# TASK PROMPT:
Your task is to copy each line of the records that includes the string "https".

(Stored data entries)
▬▬▬▬▬▬▬▬▬▬
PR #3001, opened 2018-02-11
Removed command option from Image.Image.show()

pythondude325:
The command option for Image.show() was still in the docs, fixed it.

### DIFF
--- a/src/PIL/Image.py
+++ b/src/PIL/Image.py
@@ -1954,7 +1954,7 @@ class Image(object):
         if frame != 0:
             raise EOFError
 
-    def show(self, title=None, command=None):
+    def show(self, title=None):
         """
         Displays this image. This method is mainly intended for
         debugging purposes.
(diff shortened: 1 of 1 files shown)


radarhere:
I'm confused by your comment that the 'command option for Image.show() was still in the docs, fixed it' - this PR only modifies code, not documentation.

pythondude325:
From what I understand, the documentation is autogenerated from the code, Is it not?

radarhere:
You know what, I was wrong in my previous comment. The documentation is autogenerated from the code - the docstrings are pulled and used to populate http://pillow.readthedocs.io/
▬▬▬▬▬▬▬▬▬▬
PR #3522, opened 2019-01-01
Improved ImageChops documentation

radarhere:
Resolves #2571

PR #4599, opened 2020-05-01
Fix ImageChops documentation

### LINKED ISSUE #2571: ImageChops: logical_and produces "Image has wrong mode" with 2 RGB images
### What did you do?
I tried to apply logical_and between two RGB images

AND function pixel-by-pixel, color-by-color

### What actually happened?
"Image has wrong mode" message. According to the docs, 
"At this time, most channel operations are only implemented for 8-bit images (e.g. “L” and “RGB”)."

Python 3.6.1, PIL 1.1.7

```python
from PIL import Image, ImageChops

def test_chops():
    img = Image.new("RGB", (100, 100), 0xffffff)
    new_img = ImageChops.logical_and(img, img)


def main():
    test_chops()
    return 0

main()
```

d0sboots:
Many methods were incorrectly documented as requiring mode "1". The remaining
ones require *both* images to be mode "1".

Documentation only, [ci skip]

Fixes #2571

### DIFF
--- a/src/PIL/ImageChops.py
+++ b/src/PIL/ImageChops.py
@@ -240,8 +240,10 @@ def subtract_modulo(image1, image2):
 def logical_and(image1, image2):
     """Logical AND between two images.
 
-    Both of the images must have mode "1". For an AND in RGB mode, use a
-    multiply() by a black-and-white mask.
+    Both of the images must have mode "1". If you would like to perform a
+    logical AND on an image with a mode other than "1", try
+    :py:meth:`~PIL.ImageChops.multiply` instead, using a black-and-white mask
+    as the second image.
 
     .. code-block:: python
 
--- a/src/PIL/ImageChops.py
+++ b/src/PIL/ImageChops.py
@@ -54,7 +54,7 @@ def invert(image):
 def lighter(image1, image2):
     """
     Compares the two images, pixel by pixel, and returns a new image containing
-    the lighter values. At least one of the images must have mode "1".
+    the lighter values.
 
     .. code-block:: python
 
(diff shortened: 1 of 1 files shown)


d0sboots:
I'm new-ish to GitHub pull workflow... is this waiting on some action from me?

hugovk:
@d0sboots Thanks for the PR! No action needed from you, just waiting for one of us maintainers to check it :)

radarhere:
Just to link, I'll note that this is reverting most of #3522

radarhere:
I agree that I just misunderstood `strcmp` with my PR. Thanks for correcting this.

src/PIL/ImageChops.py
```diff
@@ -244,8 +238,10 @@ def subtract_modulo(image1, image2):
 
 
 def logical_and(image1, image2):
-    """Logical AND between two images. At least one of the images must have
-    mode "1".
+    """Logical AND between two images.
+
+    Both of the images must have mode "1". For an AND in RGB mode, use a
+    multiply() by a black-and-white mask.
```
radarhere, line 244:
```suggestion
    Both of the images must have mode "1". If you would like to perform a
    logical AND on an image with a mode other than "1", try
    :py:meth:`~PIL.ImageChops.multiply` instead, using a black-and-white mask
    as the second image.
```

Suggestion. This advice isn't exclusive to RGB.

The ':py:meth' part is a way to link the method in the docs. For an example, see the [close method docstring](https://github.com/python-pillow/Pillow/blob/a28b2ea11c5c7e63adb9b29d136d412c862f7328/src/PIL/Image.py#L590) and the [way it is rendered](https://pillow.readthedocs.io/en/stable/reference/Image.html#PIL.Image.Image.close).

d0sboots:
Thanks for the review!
▬▬▬▬▬▬▬▬▬▬
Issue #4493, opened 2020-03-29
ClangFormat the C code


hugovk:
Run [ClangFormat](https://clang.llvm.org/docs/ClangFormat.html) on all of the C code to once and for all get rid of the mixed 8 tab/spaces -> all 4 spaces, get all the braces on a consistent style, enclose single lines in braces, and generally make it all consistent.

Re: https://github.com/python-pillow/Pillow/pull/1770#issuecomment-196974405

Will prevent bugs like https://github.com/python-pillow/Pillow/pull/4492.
▬▬▬▬▬▬▬▬▬▬
# WRITTEN SOLUTION:
The ':py:meth' part is a way to link the method in the docs. For an example, see the [close method docstring](https://github.com/python-pillow/Pillow/blob/a28b2ea11c5c7e63adb9b29d136d412c862f7328/src/PIL/Image.py#L590) and the [way it is rendered](https://pillow.readthedocs.io/en/stable/reference/Image.html#PIL.Image.Image.close).
Run [ClangFormat](https://clang.llvm.org/docs/ClangFormat.html) on all of the C code to once and for all get rid of the mixed 8 tab/spaces -> all 4 spaces, get all the braces on a consistent style, enclose single lines in braces, and generally make it all consistent.
Re: https://github.com/python-pillow/Pillow/pull/1770#issuecomment-196974405
Will prevent bugs like https://github.com/python-pillow/Pillow/pull/4492.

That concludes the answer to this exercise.